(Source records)
• • •

PR #777, opened 2022-11-01
New action: check PR dependencies & warn until requirements merged

c-prather:
Add a Github action which checks dependencies between PRs.  Should fail until all required PRs are merged.

Action repository is here: https://github.com/gregsdennis/dependencies-action

The required access token need cover only reading pull requests and issues, which are public anyway.  It keys on any dependencies mentioned in the opening comment, e.g.

Depends on #772

PR #782, opened 2022-11-03
WIP: Signal Handling

c-prather:
Currently, Parthenon has custom handlers for SIGINT, SIGTERM, and SIGALRM, which all set a flag, wait until the end of the next step, output any final files, and then terminate the program (a 'clean exit', as opposed to immediate termination). 

This PR as-is would exit immediately if more than three SIGINTs are received.  This was intended to restore an easy way of exiting the program without the extra stepping and file operations, which may not be necessary and could take a long time.

However, in researching and testing behavior under MPI, I've discovered that triggering a clean exit (that is, sending a single SIGINT or SIGTERM) is MPI implementation-dependent.  So much so that there is not a single key combination which will send a single SIGINT to Parthenon in all circumstances: some frontends (srun) eat the first SIGINT and do nothing, whereas others (OpenMPI) effectively do nothing on 2 or more SIGINTs as they exit immediately themselves upon receiving the second.  In fact, OpenMPI will never actually send a SIGINT specifically -- when it receives one, it upgrades it to a SIGTERM before sending it on (and then sets a timer before it sends a SIGKILL in addition).

As far as I know, there does not exist any signal which will be passed cleanly to a user process by all major MPI implementations, with the very possible exception of USR2, which seems like a documentation nightmare.  Certainly, signal forwarding is nowhere in the standard.

Thus I propose that Parthenon drop support for providing any special behavior upon receiving signals, and revert to using the default handlers/behavior (immediate exit on SIGINT and up).  Instead, we should cleanly exit upon seeing a file in the working directory (e.g., "die_now", or "exit_now" or something).  This is already what we use for triggering output ("output_now").

To be clear, this is a shame to me -- I'm very surprised the MPI standard isn't stricter about this, and that implementations have picked such a wide variety of useless extra behavior to tack to a simple ctrl-C.

## PR Summary

This would make the "signalflag" array in SignalHandler into a counter of signals received since the last reset.  It then adds intelligence to SetSignalFlag to throw an error if some number (currently 3) SIGINTs have been received since the flag was last cleared.

The number/behavior is not currently runtime-configurable, as at that point it's probably better to make SignalHandler a class, and I wasn't sure this was worth that effort yet.

Also, I updated the FS check to use std::filesystem::exists now that we're C++17, as @pgrete left in a comment a while ago.

## PR Checklist

- [ ] Code passes cpplint
- [x] Code is formatted

### DIFF
--- a/src/utils/utils.hpp
+++ b/src/utils/utils.hpp
@@ -50,7 +50,7 @@ constexpr int nsignal = 3;
 static volatile int signalflag[nsignal + 1];
 
 // Immediately throw upon receiving 3+ SIGINT without clearing them
-static int SIGINTS_BEFORE_THROW = 3;
+const int SIGINTS_BEFORE_THROW = 3;
 
 static sigset_t mask;
 void SignalHandlerInit();
--- a/src/utils/utils.hpp
+++ b/src/utils/utils.hpp
@@ -40,11 +40,18 @@ void ShowConfig();
 //  \brief static data and functions that implement a simple signal handling system
 namespace SignalHandler {
 
+// Enum of desired signal results
 enum class OutputSignal { none, now, final };
-constexpr int nsignal = 3;
-// using the +1 for signaling based on "output_now" trigger
-static volatile int signalflag[nsignal + 1];
+// Signals handled: SIGTERM, SIGINT, SIGALRM
 const int ITERM = 0, IINT = 1, IALRM = 2;
+constexpr int nsignal = 3;
+// Flag/counter of signals received of each type
+// using the +1 for signaling based on a trigger file
+static volatile int signalflag[nsignal + 1];
+
+// Immediately throw upon receiving 3+ SIGINT without clearing them
+static int SIGINTS_BEFORE_THROW = 3;
+
 static sigset_t mask;
 void SignalHandlerInit();
 OutputSignal CheckSignalFlags();
--- a/src/utils/utils.hpp
+++ b/src/utils/utils.hpp
@@ -43,14 +43,14 @@ namespace SignalHandler {
 // Enum of desired signal results
 enum class OutputSignal { none, now, final };
 // Signals handled: SIGTERM, SIGINT, SIGALRM
-const int ITERM = 0, IINT = 1, IALRM = 2;
+constexpr int ITERM = 0, IINT = 1, IALRM = 2;
 constexpr int nsignal = 3;
 // Flag/counter of signals received of each type
 // using the +1 for signaling based on a trigger file
 static volatile int signalflag[nsignal + 1];
 
 // Immediately throw upon receiving 3+ SIGINT without clearing them
-const int SIGINTS_BEFORE_THROW = 3;
+constexpr int SIGINTS_BEFORE_THROW = 3;
 
 static sigset_t mask;
 void SignalHandlerInit();
--- a/CHANGELOG.md
+++ b/CHANGELOG.md
@@ -10,6 +10,7 @@
 - [[PR 712]](https://github.com/lanl/parthenon/pull/712) Allow to add params from cmdline
 
 ### Changed (changing behavior/API/variables/...)
+- [[PR 782]](https://github.com/parthenon-hpc-lab/parthenon/pull/782) Die on repeatedly receiving SIGINT
 - [[PR 758]](https://github.com/lanl/parthenon/pull/758) Bump required C++ standard to C++17
 - [[PR 710]](https://github.com/lanl/parthenon/pull/710) Remove data transpose in hdf5 and restart outputs
 - [[PR 713]](https://github.com/lanl/parthenon/pull/713) Remove Coordinates stub in favor of Coordinates_t
--- a/src/utils/signal_handler.cpp
+++ b/src/utils/signal_handler.cpp
@@ -24,6 +24,7 @@
 // first 2x macros and signal() are the only ISO C features; rest are POSIX C extensions
 #include <csignal>
 #include <iostream>
+#include <filesystem>
 
 #include "parthenon_mpi.hpp"
 
@@ -61,10 +62,8 @@ void SignalHandlerInit() {
 
 OutputSignal CheckSignalFlags() {
   if (Globals::my_rank == 0) {
-    // TODO(the person bumping std to C++17): use std::filesystem::exists
-    struct stat buffer;
     // if file "output_now" exists
-    if (stat("output_now", &buffer) == 0) {
+    if (std::filesystem::exists("output_now")) {
       signalflag[nsignal] = 1;
     }
   }
@@ -131,15 +130,17 @@ void SetSignalFlag(int s) {
   // Signal handler functions must have C linkage; C++ linkage is implemantation-defined
   switch (s) {
   case SIGTERM:
-    signalflag[ITERM] = 1;
+    signalflag[ITERM] += 1;
     signal(s, SetSignalFlag);
     break;
   case SIGINT:
-    signalflag[IINT] = 1;
+    signalflag[IINT] += 1;
+    if (signalflag[IINT] >= SIGINTS_BEFORE_THROW)
+      PARTHENON_THROW("Terminating immediately on repeated Terminate signal");
     signal(s, SetSignalFlag);
     break;
   case SIGALRM:
-    signalflag[IALRM] = 1;
+    signalflag[IALRM] += 1;
     signal(s, SetSignalFlag);
     break;
   default:
--- a/src/utils/signal_handler.cpp
+++ b/src/utils/signal_handler.cpp
@@ -23,8 +23,8 @@
 
 // first 2x macros and signal() are the only ISO C features; rest are POSIX C extensions
 #include <csignal>
-#include <iostream>
 #include <filesystem>
+#include <iostream>
 
 #include "parthenon_mpi.hpp"
 


c-prather:
@par-hermes format

src/utils/utils.hpp
```diff
@@ -40,11 +40,18 @@ void ShowConfig();
 //  \brief static data and functions that implement a simple signal handling system
 namespace SignalHandler {
 
+// Enum of desired signal results
 enum class OutputSignal { none, now, final };
+// Signals handled: SIGTERM, SIGINT, SIGALRM
+const int ITERM = 0, IINT = 1, IALRM = 2;
```
Yurlungur: Can we make these `constexpr`?

src/utils/utils.hpp
```diff
@@ -40,11 +40,18 @@ void ShowConfig();
...
 constexpr int nsignal = 3;
-// using the +1 for signaling based on "output_now" trigger
+// Flag/counter of signals received of each type
+// using the +1 for signaling based on a trigger file
 static volatile int signalflag[nsignal + 1];
-const int ITERM = 0, IINT = 1, IALRM = 2;
+
+// Immediately throw upon receiving 3+ SIGINT without clearing them
+const int SIGINTS_BEFORE_THROW = 3;
```
Yurlungur: `constexpr`

Yurlungur (approved):
Assuming this doesn't break anything---and I don't think it should but we should check---I'm a fan. :+1:

You do need a changelog and tests need to pass. Approval contingent on those being satisfied.

src/utils/utils.hpp
c-prather: There's a comment in SignalHandler: "signal handling functions must have C linkage."  I'd assumed the 'const' was related to that so I left it, but I'll be the first to admit knowing nothing about how signal callbacks work, so I was acting out of superstition.
If it was a mistake and constexpr is fine I'm happy to change it.

c-prather: ...but I guess PARTHENON_THROW is pretty solidly C++, so

c-prather:
Should all be done; it doesn't seem like constexpr breaks compiling or operation (for me).

Generally, I'm not sure small PRs like this  & #777 deserve changelog entries.  There's always the full list of closed PRs, for the curious.  Policy change to bring up at a meeting, maybe.

src/utils/utils.hpp
Yurlungur: Uh I have no idea. I defer to you and/or whoever originally wrote this part of the code.

Yurlungur:
> Generally, I'm not sure small PRs like this & https://github.com/parthenon-hpc-lab/parthenon/pull/777 deserve changelog entries. There's always the full list of closed PRs, for the curious. Policy change to bring up at a meeting, maybe.

There's a discussion there to be had for sure. (Personally I prefer changelogs.)

pdmullen:
> takes a very long time before the first step, between steps, or never steps at all -- so, waiting until the next step to process a flag sometimes means minutes of useless crunching and file writes when all I wanted was to stop execution.....I think generally when someone sends ^C^C^C^C^C^C^C to a program, they expect it to die.

This PR is certainly one solution...but why not just `control` + `z` and then `kill -9 [pid]`?

pdmullen (commented):
> takes a very long time before the first step, between steps, or never steps at all -- so, waiting until the next step to process a flag sometimes means minutes of useless crunching and file writes when all I wanted was to stop execution.....I think generally when someone sends ^C^C^C^C^C^C^C to a program, they expect it to die.

This PR is certainly one solution...but why not just `control` + `z` and then `kill -9 [pid]`?

c-prather:
There are definitely always ways to just manually kill the process, both locally and in an MPI/scheduler context (even without losing the reservation, if you're clever about 'scancel --signal' use).  So this definitely isn't missing functionality, I agree.

The issue I'm trying to address here is more about expectations & convenience though: since Parthenon is trying to be clever about SIGINT and SIGTERM rather than leaving the default behavior, our replacement behavior should at least be able to do the same things.  Stopping execution should also be convenient enough that I can think mostly about getting back to correcting the typo in my call, rather than remembering how to use 'ps -ef | grep'.

The idea of repeated signals is supposed to emulate what MPICH (& Intel MPI and so on) already does; it forwards the first SIGINT as-is, but then sends SIGKILL under the hood if another SIGINT is received before the processes have exited.

I should mention, though, that Parthenon should not support (and generally, people should be cautious of) trying to produce consistent response to signals sent via interaction with mpirun/mpiexec/srun (or even manually, via scancel or similar).  This is because every MPI implementation treats signals differently, and every workload manager (looking at you, srun) has the potential to complicate things further.

For reference, behavior of each MPI on SIGINT received:
1. MPICH & derivatives: 1st: SIGINT to processes. 2nd: kill processes and then self.
2. OpenMPI & derivatives: 1: SIGTERM (no, not SIGINT, I checked) to processes, timer to SIGKILL. 2: kill MPI host process but *not* spawned application processes
3. IBM MPI & LSF: Just passes through all signals unmodified.  You know, like you'd expect.
4. srun: 1: prints job status (if enabled) 2: sends SIGINT to individual processes (I think?  It might be to the MPI host process) 3: kills srun, but *not* MPI nor child processes (at least I don't *think* it kills MPI -- again, the PMIx interface is obscure and complex)

It's a *mess*.  Never use signals.

tagardiner:
FWIW - the recommended way to terminate a job on a cluster at Sandia is to send the signal SIGUSR1, e.g.

$ scancel -s USR1 <job_id>

The default action of this signal is to terminate the process, but it can be caught and this signal (together with SIGUSR2) are intended to have a user defined behavior.

c-prather:
Interesting!

It looks like USR1 is used internally in MPICH, and that hydra doesn't pass it through for that reason.  I believe OpenMPI passes through just USR1 and USR2 and the suspend/resume signals, and only IBM MPI passes through anything else (e.g., SIGALRM).

To me, all this inconsistency is actually a very good reason to do as little with signals in Parthenon as possible, generally.  *Three* layers of custom behavior on SIGINT just seems too unpredictable to make it the supported way of doing *anything* except immediately exiting, including performing any output or clean exit operations.

As an example of the problem: someone is using Intel MPI with a simulation that steps slowly, maybe it's on Stampede2.  They actually *want* the documented behavior, which is to output a file, then exit cleanly, printing statistics etc.  They press ctrl-C.  Except, since they usually run under 'srun', they know that the first ctrl-C only prints some statistics, so they have to press it twice.  Except oops, they're running under Intel MPI directly this time!  Rather than printing or outputting anything, they've just sent SIGKILL.

We can't fix the MPI implementations, but we can avoid putting users in a position where they *ever* have to send a signal and expect a particular result other than immediate program death.  To that end, I'm changing my position: Parthenon should not trap signals at all.  Instead, we should exit cleanly only on:
1. Wallclock timer
2. Presence of a file, call it "die_now"

I think flag files are as inelegant as the next person, but signals just can't promise consistent treatment and state across a large MPI run, or especially, consistent treatment between machines.

pgrete:
> 'm changing my position: Parthenon should not trap signals at all. Instead, we should exit cleanly only on:
> 
>     1. Wallclock timer
> 
>     2. Presence of a file, call it "die_now"

:+1: on this from my point of view. I also tripped over different signal handling on different machines, so let's remove this "undefined behavior".
With respect to naming I vote for `exit_now` over `die_now` as `die` may imply an unclean exit.

c-prather:
Agreed re: naming, implemented.

One of the cases files don't directly cover is backfill jobs, which can be killed by the scheduler after some time with only a signal as warning.  We should (I will) also provide an example job submission script which schedules a signal before job termination, traps it with the submit script, and creates the exit_now file(s) for running MPI jobs.  Setting up something like this is always scheduler dependent, but I think the scheduler is the right place to handle this and gives more flexibility, e.g. using the USR2 signal or whatever plays nice with the machine's particular stack.

Yurlungur:
@bprather what is the status of this PR? Was the discussion ever resolved?

nbowden045:
I understand the point about needing a clean way to **most certainly** kill a program even when it is not working right. But there were two use cases I was considering where a graceful exit on a signal might be nice:

1. Preemptible queues: on NCSA Delta and maybe other machines, using a preemptible partition will guarantee 10 min of execution at least before sending a SIGTERM followed 5 min later by SIGKILL (but maybe its silly to try to run anything but test problems on such a queue)
2. As an adaptive way to end based on wallclock: you can ask slurm to send a chosen signal to the process sufficiently before the wall clock time, e.g. `#SBATCH --signal=SIGTERM@600`, that way whatever time I configure via `#SBATCH` or dynamically update from the command line of sbatch, I would not have to worry that the `-t` argument to Parthenon-supported code does not match the new wall time. I realized this sigterm does not work (results in no final file, and a normal output could be incomplete/malformed)

I found a way to get what I want for (2) by doing the following calculation in my batch script to get input for `-t` from the slurm time limit:
```bash
# (Written by Google AI search, then tweaked)
# Convert D-HH:MM:SS to seconds (handles missing days gracefully)
orig_time_limit=$(squeue -j $SLURM_JOB_ID -h --Format TimeLimit)
if [[ $orig_time_limit == *-* ]]; then
    days=${orig_time_limit%%-*}
    hms=${orig_time_limit#*-}
else
    days=0
    hms=$orig_time_limit
fi

IFS=: read -r hours minutes seconds <<< "$hms"
total_seconds=$(( days * 86400 + hours * 3600 + minutes * 60 + seconds ))

# Subtract 10 minutes (600 seconds)
new_total_seconds=$((total_seconds - 600))

# Ensure time does not go below zero
if [[ $new_total_seconds -lt 0 ]]; then
    new_total_seconds=0
fi

# Convert to HH:MM:SS format for Parthenon
new_hours=$((new_total_seconds / 3600))
rem=$((new_total_seconds % 3600))
new_minutes=$((rem / 60))
new_seconds=$((rem % 60))
time_limit_lower=$(printf "%02d:%02d:%02d" "$new_hours" "$new_minutes" "$new_seconds")

echo
echo Time Limit: $orig_time_limit
echo Time Limit minus ten min: $time_limit_lower
echo
# $time_limit_lower is now suitable for:
# srun path/to/parthenon/code -t $time_limit_lower
```

Maybe there are ways to trap these signals in the batch script and write the flag file as discussed here? Maybe `#SBATCH --signal=B:USR1@600` and a suitable `trap` command.

Yurlungur:
@nbowden045 yes there should definitely be a way to do this, and this is the intent of what we currently support. I think @c-prather was finding that unfortunately the behavior wasn't consistent.

c-prather:
Opening an updated version.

• • •

Could you reproduce, exactly, every line above from the line with "I should mention, though, that" to the line with "It looks like", and no other line? Both ends count.

I should mention, though, that Parthenon should not support (and generally, people should be cautious of) trying to produce consistent response to signals sent via interaction with mpirun/mpiexec/srun (or even manually, via scancel or similar).  This is because every MPI implementation treats signals differently, and every workload manager (looking at you, srun) has the potential to complicate things further.

For reference, behavior of each MPI on SIGINT received:
1. MPICH & derivatives: 1st: SIGINT to processes. 2nd: kill processes and then self.
2. OpenMPI & derivatives: 1: SIGTERM (no, not SIGINT, I checked) to processes, timer to SIGKILL. 2: kill MPI host process but *not* spawned application processes
3. IBM MPI & LSF: Just passes through all signals unmodified.  You know, like you'd expect.
4. srun: 1: prints job status (if enabled) 2: sends SIGINT to individual processes (I think?  It might be to the MPI host process) 3: kills srun, but *not* MPI nor child processes (at least I don't *think* it kills MPI -- again, the PMIx interface is obscure and complex)

It's a *mess*.  Never use signals.

tagardiner:
FWIW - the recommended way to terminate a job on a cluster at Sandia is to send the signal SIGUSR1, e.g.

$ scancel -s USR1 <job_id>

The default action of this signal is to terminate the process, but it can be caught and this signal (together with SIGUSR2) are intended to have a user defined behavior.

c-prather:
Interesting!

It looks like USR1 is used internally in MPICH, and that hydra doesn't pass it through for that reason.  I believe OpenMPI passes through just USR1 and USR2 and the suspend/resume signals, and only IBM MPI passes through anything else (e.g., SIGALRM).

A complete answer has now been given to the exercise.